## ACTIVITY
The required output is the lines below from the line containing "PR #200, opened 2025-11-07" to the line containing "-1111,7 +1111,9 @@", inclusive, retyped exactly. No other lines belong in it.

## SUPPLIED MATERIAL
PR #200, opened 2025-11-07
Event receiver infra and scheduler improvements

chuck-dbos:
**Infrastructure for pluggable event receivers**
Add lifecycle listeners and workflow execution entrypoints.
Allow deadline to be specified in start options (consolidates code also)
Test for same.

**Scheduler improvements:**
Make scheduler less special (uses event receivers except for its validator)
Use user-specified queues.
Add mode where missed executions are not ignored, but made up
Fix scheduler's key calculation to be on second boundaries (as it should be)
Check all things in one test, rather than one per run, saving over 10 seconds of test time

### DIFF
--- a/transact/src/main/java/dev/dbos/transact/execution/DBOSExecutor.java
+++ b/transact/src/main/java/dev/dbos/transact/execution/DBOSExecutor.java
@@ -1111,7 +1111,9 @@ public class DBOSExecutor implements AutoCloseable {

==

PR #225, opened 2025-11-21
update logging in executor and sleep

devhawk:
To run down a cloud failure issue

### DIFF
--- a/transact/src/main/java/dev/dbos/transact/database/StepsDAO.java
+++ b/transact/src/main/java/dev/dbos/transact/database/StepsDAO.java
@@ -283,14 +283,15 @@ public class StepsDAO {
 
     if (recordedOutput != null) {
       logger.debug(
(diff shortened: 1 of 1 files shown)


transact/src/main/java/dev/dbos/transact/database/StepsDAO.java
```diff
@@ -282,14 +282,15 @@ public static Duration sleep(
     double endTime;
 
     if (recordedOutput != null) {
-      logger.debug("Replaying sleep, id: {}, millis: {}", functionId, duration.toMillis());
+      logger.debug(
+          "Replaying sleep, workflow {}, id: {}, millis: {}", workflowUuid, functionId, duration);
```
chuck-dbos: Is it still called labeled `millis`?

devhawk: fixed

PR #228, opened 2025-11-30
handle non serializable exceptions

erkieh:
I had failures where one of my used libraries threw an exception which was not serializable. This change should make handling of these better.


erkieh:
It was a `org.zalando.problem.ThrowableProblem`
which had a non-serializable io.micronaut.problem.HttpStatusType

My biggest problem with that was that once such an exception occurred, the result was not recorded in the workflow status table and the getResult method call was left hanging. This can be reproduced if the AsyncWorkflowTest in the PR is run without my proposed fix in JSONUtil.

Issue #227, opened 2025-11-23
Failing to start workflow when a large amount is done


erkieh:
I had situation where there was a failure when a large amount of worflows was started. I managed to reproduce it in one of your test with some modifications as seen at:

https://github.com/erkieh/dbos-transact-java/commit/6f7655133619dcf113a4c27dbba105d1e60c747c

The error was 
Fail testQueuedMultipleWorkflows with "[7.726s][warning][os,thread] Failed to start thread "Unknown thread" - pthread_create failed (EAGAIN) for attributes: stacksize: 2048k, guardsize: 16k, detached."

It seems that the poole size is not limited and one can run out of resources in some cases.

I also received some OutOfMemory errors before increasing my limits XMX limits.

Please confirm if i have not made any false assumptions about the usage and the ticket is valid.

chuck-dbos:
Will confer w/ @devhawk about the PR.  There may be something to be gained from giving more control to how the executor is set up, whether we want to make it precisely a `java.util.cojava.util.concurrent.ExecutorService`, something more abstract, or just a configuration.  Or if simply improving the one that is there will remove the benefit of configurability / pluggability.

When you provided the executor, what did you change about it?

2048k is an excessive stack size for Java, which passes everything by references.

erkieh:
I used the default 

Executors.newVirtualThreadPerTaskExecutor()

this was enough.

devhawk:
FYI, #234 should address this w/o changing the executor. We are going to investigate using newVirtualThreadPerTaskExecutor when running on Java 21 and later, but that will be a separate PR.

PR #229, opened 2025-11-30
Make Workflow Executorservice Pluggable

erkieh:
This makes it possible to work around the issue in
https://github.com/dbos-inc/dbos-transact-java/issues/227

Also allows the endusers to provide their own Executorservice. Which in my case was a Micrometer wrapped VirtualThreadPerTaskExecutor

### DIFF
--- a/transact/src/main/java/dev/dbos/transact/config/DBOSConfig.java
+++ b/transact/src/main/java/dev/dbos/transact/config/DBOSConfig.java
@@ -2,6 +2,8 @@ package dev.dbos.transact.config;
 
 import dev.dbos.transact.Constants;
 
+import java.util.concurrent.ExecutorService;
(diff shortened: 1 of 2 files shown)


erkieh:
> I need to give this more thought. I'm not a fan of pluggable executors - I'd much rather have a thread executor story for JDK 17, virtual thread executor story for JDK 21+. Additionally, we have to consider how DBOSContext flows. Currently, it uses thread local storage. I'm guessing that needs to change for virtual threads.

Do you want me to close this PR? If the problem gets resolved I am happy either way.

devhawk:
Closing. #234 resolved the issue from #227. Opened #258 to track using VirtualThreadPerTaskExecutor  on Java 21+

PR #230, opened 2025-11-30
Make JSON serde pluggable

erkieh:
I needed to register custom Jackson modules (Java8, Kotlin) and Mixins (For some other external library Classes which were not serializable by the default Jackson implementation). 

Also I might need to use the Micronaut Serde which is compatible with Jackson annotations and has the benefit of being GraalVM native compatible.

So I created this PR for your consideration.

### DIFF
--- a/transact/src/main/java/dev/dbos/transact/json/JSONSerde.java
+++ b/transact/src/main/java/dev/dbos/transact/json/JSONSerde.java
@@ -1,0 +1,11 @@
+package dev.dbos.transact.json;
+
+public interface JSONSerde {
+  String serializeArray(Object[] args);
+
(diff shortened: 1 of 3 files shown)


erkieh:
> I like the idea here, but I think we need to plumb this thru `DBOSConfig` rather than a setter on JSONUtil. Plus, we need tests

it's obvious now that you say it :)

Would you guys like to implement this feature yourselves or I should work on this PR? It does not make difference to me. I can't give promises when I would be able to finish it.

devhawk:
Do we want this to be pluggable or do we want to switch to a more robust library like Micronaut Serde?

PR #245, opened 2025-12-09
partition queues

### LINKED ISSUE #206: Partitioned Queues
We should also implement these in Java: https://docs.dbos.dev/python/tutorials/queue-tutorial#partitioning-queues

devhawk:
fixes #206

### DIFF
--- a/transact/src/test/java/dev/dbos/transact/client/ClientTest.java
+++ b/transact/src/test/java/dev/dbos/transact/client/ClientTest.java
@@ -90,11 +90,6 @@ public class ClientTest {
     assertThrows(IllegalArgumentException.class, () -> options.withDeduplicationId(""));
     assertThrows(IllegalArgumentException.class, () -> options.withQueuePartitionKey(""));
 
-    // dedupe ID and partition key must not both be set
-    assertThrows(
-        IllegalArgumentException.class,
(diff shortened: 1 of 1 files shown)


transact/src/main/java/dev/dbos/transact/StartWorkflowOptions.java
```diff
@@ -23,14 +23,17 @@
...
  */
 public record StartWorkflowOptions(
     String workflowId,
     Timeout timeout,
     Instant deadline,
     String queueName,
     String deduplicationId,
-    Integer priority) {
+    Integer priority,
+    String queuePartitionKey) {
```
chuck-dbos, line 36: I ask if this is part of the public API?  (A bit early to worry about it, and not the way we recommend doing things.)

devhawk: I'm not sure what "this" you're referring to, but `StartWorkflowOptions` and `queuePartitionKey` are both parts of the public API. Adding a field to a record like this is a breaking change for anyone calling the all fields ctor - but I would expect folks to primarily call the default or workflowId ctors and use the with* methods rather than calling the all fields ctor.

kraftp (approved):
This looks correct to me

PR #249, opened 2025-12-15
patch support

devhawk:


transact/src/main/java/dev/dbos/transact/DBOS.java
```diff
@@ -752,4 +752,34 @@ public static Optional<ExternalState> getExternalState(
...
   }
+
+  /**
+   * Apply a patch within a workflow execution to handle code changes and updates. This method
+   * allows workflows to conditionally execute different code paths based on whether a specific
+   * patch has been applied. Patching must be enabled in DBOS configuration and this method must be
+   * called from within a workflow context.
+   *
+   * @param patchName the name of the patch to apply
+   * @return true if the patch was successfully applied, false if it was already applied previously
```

* * *

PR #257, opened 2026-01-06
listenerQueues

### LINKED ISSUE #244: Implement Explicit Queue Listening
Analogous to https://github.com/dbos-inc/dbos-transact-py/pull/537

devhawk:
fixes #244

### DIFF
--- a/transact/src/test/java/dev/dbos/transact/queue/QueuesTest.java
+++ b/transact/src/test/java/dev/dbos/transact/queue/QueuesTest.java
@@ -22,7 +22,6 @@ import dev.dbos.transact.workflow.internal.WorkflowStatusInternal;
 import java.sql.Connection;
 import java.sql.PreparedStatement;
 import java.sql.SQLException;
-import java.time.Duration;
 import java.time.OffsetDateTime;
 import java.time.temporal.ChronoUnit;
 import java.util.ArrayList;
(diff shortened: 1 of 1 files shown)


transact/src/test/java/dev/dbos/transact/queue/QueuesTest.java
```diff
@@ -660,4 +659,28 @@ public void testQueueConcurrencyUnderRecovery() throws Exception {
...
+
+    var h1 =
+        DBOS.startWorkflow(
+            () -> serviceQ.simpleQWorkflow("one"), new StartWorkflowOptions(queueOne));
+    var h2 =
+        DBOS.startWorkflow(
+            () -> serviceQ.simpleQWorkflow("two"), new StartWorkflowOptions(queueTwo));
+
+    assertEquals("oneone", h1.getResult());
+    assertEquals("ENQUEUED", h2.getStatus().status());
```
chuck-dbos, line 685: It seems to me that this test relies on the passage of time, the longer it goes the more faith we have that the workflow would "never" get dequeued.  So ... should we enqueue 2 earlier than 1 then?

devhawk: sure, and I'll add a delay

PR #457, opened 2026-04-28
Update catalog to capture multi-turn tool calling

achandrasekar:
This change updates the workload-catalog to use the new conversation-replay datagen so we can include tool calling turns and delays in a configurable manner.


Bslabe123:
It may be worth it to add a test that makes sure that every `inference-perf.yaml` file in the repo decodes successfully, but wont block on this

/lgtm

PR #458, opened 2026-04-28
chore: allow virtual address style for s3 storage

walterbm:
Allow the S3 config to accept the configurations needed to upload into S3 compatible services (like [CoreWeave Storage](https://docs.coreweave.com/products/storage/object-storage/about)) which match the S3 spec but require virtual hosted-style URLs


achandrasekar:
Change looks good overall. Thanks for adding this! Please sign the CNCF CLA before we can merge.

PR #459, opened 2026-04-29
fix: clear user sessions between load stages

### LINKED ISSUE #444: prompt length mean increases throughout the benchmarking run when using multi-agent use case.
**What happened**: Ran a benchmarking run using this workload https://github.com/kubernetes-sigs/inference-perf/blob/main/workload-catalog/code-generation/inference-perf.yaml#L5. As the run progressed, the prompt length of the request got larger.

## EXERCISE ANSWER
PR #200, opened 2025-11-07
Event receiver infra and scheduler improvements

chuck-dbos:
**Infrastructure for pluggable event receivers**
Add lifecycle listeners and workflow execution entrypoints.
Allow deadline to be specified in start options (consolidates code also)
Test for same.

**Scheduler improvements:**
Make scheduler less special (uses event receivers except for its validator)
Use user-specified queues.
Add mode where missed executions are not ignored, but made up
Fix scheduler's key calculation to be on second boundaries (as it should be)
Check all things in one test, rather than one per run, saving over 10 seconds of test time

### DIFF
--- a/transact/src/main/java/dev/dbos/transact/execution/DBOSExecutor.java
+++ b/transact/src/main/java/dev/dbos/transact/execution/DBOSExecutor.java
@@ -1111,7 +1111,9 @@ public class DBOSExecutor implements AutoCloseable {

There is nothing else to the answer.